Voilà la fin de la société politique, voilà le plan de Dieu, voilà l'œuvre de la législation, voilà la dignité de l'homme; voilà le spectacle que la Divinité créatrice se donne à elle-même, depuis qu'elle a daigné créer l'homme jusqu'à la consommation des temps.

Ce serait un pauvre spectacle, aux yeux de cette adorable Divinité, de qui tout émane et à qui tout aboutit, de cette âme universelle qui n'est qu'âme, c'est-à-dire intelligence, volonté, force et perfection, que le spectacle de populations plus ou moins nombreuses broutant la terre dans un ordre plus ou moins régulier, comme celui du troupeau devant le chien, sans autre fin que de se partager plus ou moins équitablement l'herbe qui nourrit leur race, jusqu'au jour où leurs cadavres iront engraisser à leur tour le fumier vivant tiré du fumier mort, et destiné à devenir à son tour un autre fumier!

Voilà cependant le Contrat social de J.-J. Rousseau; voilà les droits de l'homme! Ce sont aussi les droits du pourceau d'Épicure. Si l'égalité alimentaire de Platon, de J.-J. Rousseau, des économistes, des tribuns du peuple, des démagogues de 1793, des saint-simoniens de 1820, des fouriéristes de 1830, des socialistes de 1840, des communistes de 1848, n'a pas d'autres utopies à présenter aux sociétés modernes, en vérité, de si vils et de si grossiers intérêts valent-ils la stérile agitation des utopistes qui les inventent, des populations prolétaires qui les rêvent, des législateurs qui les pulvérisent? Des râteliers toujours pleins, dans cette vaste étable de l'humanité, changent-ils la nature de cette bête de somme plus ou moins repue qu'ils appellent la société humaine? Leurs droits de l'homme se pèsent-ils donc à la livre, ou se mesurent-ils à la ration? Grasse ou maigre, une telle société en serait-elle moins une société de brutes? On a pitié de telles utopies, pitié de tels contrats sociaux, pitié de telles dégradations de notre nature!

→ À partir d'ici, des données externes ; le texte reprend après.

PR #411, opened 2026-07-19
feat(topology): support variable network fabric tiers

### LINKED ISSUE #408: [BUG]: Kubernetes engine leaves stale higher-tier topology labels when the network hierarchy shrinks
### Version

v0.5.0

### Which installation method(s) does this occur on?

Source

### Describe the bug.

When Topograph uses the `k8s` engine and regenerates topology after the network hierarchy becomes shallower, labels that represented tiers which no longer exist remain on the Kubernetes node.

For example, suppose a node was previously labeled with:

```text
network.topology.nvidia.com/leaf=leaf-a
network.topology.nvidia.com/spine=spine-a
network.topology.nvidia.com/core=core-a
```

If a later topology graph contains only a leaf tier for that node, Topograph updates the leaf label but does not remove the old `spine` and `core` labels. Consumers therefore see topology metadata that no longer matches the provider's current graph, which can result in incorrect topology-aware scheduling or observability decisions.

The current implementation appears to explain the behavior:

- [`pkg/engines/k8s/labeler.go`](https://github.com/NVIDIA/topograph/blob/v0.5.0/pkg/engines/k8s/labeler.go#L65-L92) builds a label map containing only the tiers present in the current `topology.Graph`.
- [`pkg/engines/k8s/kubernetes.go`](https://github.com/NVIDIA/topograph/blob/v0.5.0/pkg/engines/k8s/kubernetes.go#L71-L92) then calls `MergeNodeLabels`, which uses `maps.Copy(node.Labels, labels)`.
- `maps.Copy` only adds or overwrites entries; it does not delete configured Topograph-managed labels that are absent from the newly generated map.

**Expected behavior:** each regeneration should reconcile the configured Topograph-managed topology labels with the current graph. For a node included in the new graph, obsolete higher-tier labels should be removed while unrelated node labels remain untouched. Existing `nvidia.com/gpu.clique` handling should also remain unchanged.

### Minimum reproducible example

```shell
# 1. Configure Topograph with engine: k8s.
# 2. Generate a topology in which <node-name> has leaf, spine, and core tiers.
kubectl get node <node-name> -o json | \
  jq '.metadata.labels | with_entries(select(.key | startswith("network.topology.nvidia.com/")))'

# 3. Change the provider topology/model so the same node has only a leaf tier.
# 4. Trigger topology generation again with the updated provider payload.
id=$(curl -s -X POST -H "Content-Type: application/json" \
  -d @payload.json http://localhost:49021/v1/generate)
curl -s "http://localhost:49021/v1/topology?uid=$id"

# 5. Inspect the node again.
kubectl get node <node-name> -o json | \
  jq '.metadata.labels | with_entries(select(.key | startswith("network.topology.nvidia.com/")))'

# Actual: leaf is refreshed, but the previous spine/core labels remain.
# Expected: stale spine/core labels are removed.
```

### Relevant log output

```shell
N/A — the update succeeds and no error is logged; the resulting node labels are stale.
```

### Full env printout

```shell
N/A — identified from the v0.5.0 source path and reproducible at the label reconciliation layer.
```

### Other/Misc.

Suggested regression coverage:

- A node initially has leaf/spine/core; a subsequent update contains leaf only; spine/core are removed.
- Unrelated labels on the node are preserved.
- Configured custom keys from `topologyNodeLabels` are reconciled rather than relying only on the default keys.
- Existing `nvidia.com/gpu.clique` behavior remains unchanged.

A focused unit-level reproduction is also possible by starting with a `corev1.Node` whose labels contain leaf/spine/core, calling `MergeNodeLabels` with an input map containing only leaf, and observing that spine/core remain.

Related testing roadmap: #263 proposes a topology-change E2E suite that asserts there is no stale label leak.

### Code of Conduct

- [x] I agree to follow __THIS PROJECT__'s Code of Conduct
- [x] I have searched the [open bugs](https://github.com/jarmak-nv/issues?q=is%3Aopen+is%3Aissue+label%3Abug) and have found no duplicates for this bug report

### LINKED ISSUE #412: [FEA] Support variable-depth fabric tiers
### Description

Topograph currently models the fabric topology using the fixed roles leaf,
spine, and core. This does not represent environments with arbitrary fabric
depth.

We propose replacing these fixed fabric roles with a variable-length
`FabricTiers` hierarchy. Fabric switches are ordered closest to the compute node
first, with no fixed maximum number of tiers.

Kubernetes fabric topology labels would use indexed keys:

`network.topology.nvidia.com/tier-N`

Tier 0 is the fabric tier closest to the node, and higher numbers identify each
successive tier outward.

Accelerator topology remains a single dimension represented by `AcceleratorID`
and `Graph.Domains`. Its default Kubernetes label remains:

`network.topology.nvidia.com/accelerator`

Users can fully customize the label keys through the Kubernetes engine
configuration. `fabricLabels` is a closest-first array, while `acceleratorLabel`
configures the single accelerator label. This makes it possible to generate the
previous accelerator, leaf, spine, and core label set when compatibility with
existing consumers is required.

The NFD engine does not require custom label configuration because it does not
write Kubernetes node labels. It should expose corresponding attributes using:

- `fabric-tier-N`
- `accelerator`

This change affects the canonical fabric topology representation and therefore
requires coordinated updates across providers, engines, simulation models,
tests, Helm configuration, and documentation.

dmitsh:
Replace the fixed leaf, spine, and core topology model with variable-depth, closest-first fabric tiers.
This change:
Replaces ToThreeTierGraph with arbitrary-depth ToGraph.

Represents per-instance fabric topology using:
- FabricTiers []FabricTier

Uses tier 0 for the switch closest to the compute node, increasing outward.

Publishes Kubernetes topology labels as:
- network.topology.nvidia.com/tier-N
- network.topology.nvidia.com/accelerator

Updates the Kubernetes and NFD engines to emit any number of discovered fabric tiers.

Retains the single AcceleratorID and Graph.Domains representation for Slurm block-topology compatibility.

Configures label names through Kubernetes engine parameters:
- fabricLabels
- acceleratorLabel

Allows users to reproduce the previous accelerator, leaf, spine, and core label set through custom label configuration.

Prevents mixed-depth paths sharing an outer switch ID from overwriting one another.

Updates providers, simulation models, documentation, Helm configuration, tests, and release notes.

This is a breaking change for consumers using the previous fixed leaf, spine, and core Kubernetes label keys or the process-wide Helm/CLI label overrides.

closes #412
closes #408


docs/design/nfd-engine-sdd.md
```diff
@@ -20,10 +20,10 @@ NFD CRs for consumers that already watch NFD.
 
 Topograph already maps topology into four Kubernetes label dimensions:
 
-- `network.topology.nvidia.com/accelerator`
-- `network.topology.nvidia.com/leaf`
-- `network.topology.nvidia.com/spine`
-- `network.topology.nvidia.com/core`
+- `accelerated.topology.nvidia.com/domain-0`
```
ArangoGutierrez: Why `accelerated` and not accelerator or gpu?

pkg/engines/k8s/kubernetes.go
```diff
@@ -46,32 +36,62 @@ func (eng *K8sEngine) AddNodeLabels(ctx context.Context, nodeName string, labels
...
+		if key == topology.KeyNvidiaGPUClique {
+			continue
+		}
+		if isManagedLevelLabel(key, keys) {
+			delete(labels, key)
+		}
+	}
+}
+
+func isManagedLevelLabel(key string, keys *TopologyLabelKeys) bool {
```
ArangoGutierrez, line 67: isManagedLevelLabel only recognizes the configured keys and the new tier-N/domain-N prefixes, so the retired accelerator/leaf/spine/core labels are never removed from nodes labeled by a pre-upgrade Topograph -- the legacy-core case in kubernetes_test.go pins that behavior in. Since KAI Scheduler, NVSentinel, and Kueue consume those keys, frozen pre-upgrade values could silently mislead them; special-casing the four legacy defaults for removal (or documenting manual cleanup in the changelog) would close the gap.

pkg/engines/nfd/engine.go
```diff
@@ -120,7 +120,9 @@ func (eng *NfdEngine) GenerateOutput(ctx context.Context, graph *topology.Graph,
 		}
 	}
 
-	nodeLabels, err := k8sengine.NewTopologyLabeler().BuildNodeLabels(graph)
+	nodeLabels, err := k8sengine.NewTopologyLabeler(
+		k8sengine.NewTopologyLabelKeys(nil, nil),
```
ArangoGutierrez: Hardcoding NewTopologyLabelKeys(nil, nil) drops the operator key customization the NFD engine honored via CurrentTopologyLabelKeys() until #402, and nfd Params has no fabricLabels/acceleratedLabels equivalent -- customized keys silently revert to defaults after upgrade. Plumbing the same params through the nfd engine (or calling the loss out in the changelog) would make the break explicit.

pkg/engines/nfd/objects.go
```diff
@@ -95,31 +84,30 @@ func buildNFDObjects(nodeLabels k8sengine.NodeLabelMap, gpuCliqueValues map[stri
...
-			if _, ok := groupValues[label.kind]; !ok {
-				groupValues[label.kind] = make(map[string]string)
+			elements[kind] = value
+			if _, ok := groupValues[kind]; !ok {
+				groupValues[kind] = make(map[string]string)
 			}
-			groupValues[label.kind][value] = labelKey
+			groupValues[kind][value] = labelKey
+		}
+		if gpuCliqueValue := strings.TrimSpace(gpuCliqueValues[nodeName]); gpuCliqueValue != "" {
```
ArangoGutierrez: When a node carries both a provider-derived accelerated-domain-0 value and a differing nvidia.com/gpu.clique label, the first pass has already recorded the provider value in groupValues and this clique branch only overwrites elements -- producing a NodeFeatureGroup that no NodeFeature ever matches, which cleanupResource never removes because its name stays in objectNames. Resolving the clique override before recording groupValues (as the pre-refactor single pass did) avoids the dangling CR.

ArangoGutierrez (commented):
Found 5 issues.

1. isManagedLevelLabel only recognizes the configured keys and the new tier-N/domain-N prefixes, so the retired accelerator/leaf/spine/core labels are never removed from nodes labeled by a pre-upgrade Topograph -- the legacy-core case in kubernetes_test.go pins that behavior in. Since KAI Scheduler, NVSentinel, and Kueue consume those keys, frozen pre-upgrade values could silently mislead them; special-casing the four legacy defaults for removal (or documenting manual cleanup in the changelog) would close the gap. (pkg/engines/k8s/kubernetes.go:67)
2. Hardcoding NewTopologyLabelKeys(nil, nil) drops the operator key customization the NFD engine honored via CurrentTopologyLabelKeys() until #402, and nfd Params has no fabricLabels/acceleratedLabels equivalent -- customized keys silently revert to defaults after upgrade. Plumbing the same params through the nfd engine (or calling the loss out in the changelog) would make the break explicit. (pkg/engines/nfd/engine.go:124)
3. When a node carries both a provider-derived accelerated-domain-0 value and a differing nvidia.com/gpu.clique label, the first pass has already recorded the provider value in groupValues and this clique branch only overwrites elements -- producing a NodeFeatureGroup that no NodeFeature ever matches, which cleanupResource never removes because its name stays in objectNames. Resolving the clique override before recording groupValues (as the pre-refactor single pass did) avoids the dangling CR. (pkg/engines/nfd/objects.go:104)
4. This reshapes the canonical Graph (Domains -> AcceleratedDomains) and retires the four fixed label keys, but no issue is linked from the PR; the contribution docs gate pkg/topology changes on prior issue discussion. Linking the discussion (or opening one) would satisfy that gate. (pkg/topology/topology.go:64)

Le vrai contrat social ne s'appelle pas droit, il s'appelle devoir; il n'a pas été scellé entre l'homme et l'homme, il a été scellé entre l'homme et Dieu.

Le véritable contrat social n'a pas pour but seulement le corps de l'homme, il a pour but aussi et surtout l'âme humaine, il est spiritualiste plus que matériel; car le corps ne vit qu'un jour de pain, et l'esprit vit éternellement de vérité, de devoir et de vertu. Voilà pourquoi la doctrine qui ne fait que proclamer les droits de l'homme est courte et fausse, et ne peut aboutir qu'à la révolte perpétuelle, doctrine insensée, Contrat social; voilà pourquoi toute société qui se fonde sur le devoir est vraie, durable, toujours perfectible, et aboutit directement à Dieu, c'est-à-dire à la perfection et à l'éternité.